Friday the Trump administration had a bad day in court, which generally means good (or at least promising) news for everyone else. Yesterday the Los Angeles Times broke down three main rulings that all went against the administration. I’m using their framework here with a few added details.

Huge: The Flores Settlement agreement is still standing. Probably the biggest news is that the federal judge overseeing the Flores Settlement agreement lambasted Trump’s team for trying to kill Flores with new rules that violated the intent of the agreement. Quoting at length here:

In the first setback Friday for the Trump administration, U.S. District Judge Dolly Gee said new rules it planned to impose violated the terms of the Flores settlement. Gee issued a strongly worded order shortly after, slamming the changes as “Kafkaesque” and protecting the original conditions of the agreement.

Gee wrote that the administration cannot ignore the terms of the settlement — which, she pointed out, is a final, binding judgment that was never appealed — just because leaders don’t “agree with its approach as a matter of policy.”

Barring a change in the law through Congressional action, she said, “Defendants cannot simply impose their will by promulgating regulations that abrogate the consent decree’s most basic tenets. That violates the rule of law. And that this court cannot permit.”

The new regulations would have eliminated minors’ entitlement to bond hearings and the requirement that facilities holding children be licensed by states.
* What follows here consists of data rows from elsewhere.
PR #2325, opened 2024-03-29
fix(i18n): update localization docs and js strings

ReenigneArcher:
## Description

- Improve guidance for contributors around localization.
- Translate 2 js strings.

## Type of Change

## Checklist

## Branch Updates

### DIFF
--- a/docs/source/contributing/localization.rst
+++ b/docs/source/contributing/localization.rst
@@ -48,6 +48,11 @@ Extraction
       .. note:: The json keys should be sorted alphabetically. You can use `jsonabc <https://novicelab.org/jsonabc/>`__
          to sort the keys.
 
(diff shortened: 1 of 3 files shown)


ReenigneArcher:
@psyke83 do you think the comment I added to the docs is sufficient, or should I add more details?

psyke83:
> @psyke83 do you think the comment I added to the docs is sufficient, or should I add more details?

There may be some confusion for certain scenarios, but it's plausible for this scenario to happen if the contributor is specifically looking at the localization documentation for reference.

Consider if a someone sends a PR for a feature that requires new strings, but wants to include their native language as well as English; will the guideline to only modify `en.json` still apply? If so, it might be worth explaining that it's necessary to wait for the PR to be merged with English strings only and then add their translation via https://translate.lizardbyte.dev/ after merge (if my understanding of the correct process is accurate).

PR #2358, opened 2024-04-03
Add the ability to force an IDR from the troubleshooting menu.

20kdc:
## Description

Adds the ability to force an IDR from the troubleshooting menu.
    
Sometimes, devices are simply receiving video, and are not in locations which are amiable to retrieval.
    
For example, a device mounted on one's head, even if within an openable shell, is awkward to retrieve.
    
In these situations, higher resolutions and higher bitrates are often used, which leaves little room for any error correction or recovery; and the current mechanisms used for these can fail anyway. (Usual symptoms are the entire stream turning green, or inconsistent, blocky brightness issues.)
    
In this case, it's required that there is an easy way to manually recover the stream.
    
While using the web UI is theoretically suboptimal for this, the exposure of a way to do this over HTTP allows hooking up whatever controls a more technical user feels are necessary. (A mechanism to automatically send IDRs at a fixed rate was considered, but ultimately I decided this would likely be rejected due to the continuous hitching this would produce in the output for anyone who actually used the feature.)
    
It is also possible that in some situations, a user may simply not wish to interrupt the flow of a stream; for example, when using Sunshine/Moonlight as part of a home theatre setup.
    
In this case, they can press the button on the web UI and playback can continue more-or-less uninterrupted.

## Type of Change

## Checklist

## Branch Updates

### DIFF
--- a/src/confighttp.cpp
+++ b/src/confighttp.cpp
@@ -40,6 +40,7 @@
 #include "utility.h"
 #include "uuid.h"
 #include "version.h"
+#include "stream.h"
 
 using namespace std::literals;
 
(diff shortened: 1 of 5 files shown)


20kdc:
I'd need a legally standing commitment that LizardByte won't take the project proprietary or pay-for-builds to commit to signing a CLA.

ReenigneArcher:
The CLA is the agreement. You can either agree, or not contribute.

PR #2385, opened 2024-04-07
fix(linux): Arch requires library at runtime

pyamsoft:
## Description
On my Archlinux system, the package builds correctly, but without including the libappindicator-gtk3 dependency, it fails to launch at runtime with the following error message:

They also would have removed legally binding language, changing the word “shall” to “may” throughout many of the core passages describing how the government would treat immigrant children.

What was at stake? The Flores Settlement agreement, among many other very important things, does not allow the government to hold children for more than 20 days in unsecure facilities. Which means, within three weeks of being detained, a child must either be released to family, a community sponsor, or placed in a facility licensed by state agencies for taking care of children. In 2016 federal court determined that this standard applied to children even if they are still with parents. This means, for example, that Immigration and Customs Enforcement cannot hold families with children for more than 20 days. Trump does not like this. The administration had offered a new set of rules that would allow the federal government to establish its own licensing procedure as a way to get around this provision of the Flores agreement. The judge, obviously, did not agree.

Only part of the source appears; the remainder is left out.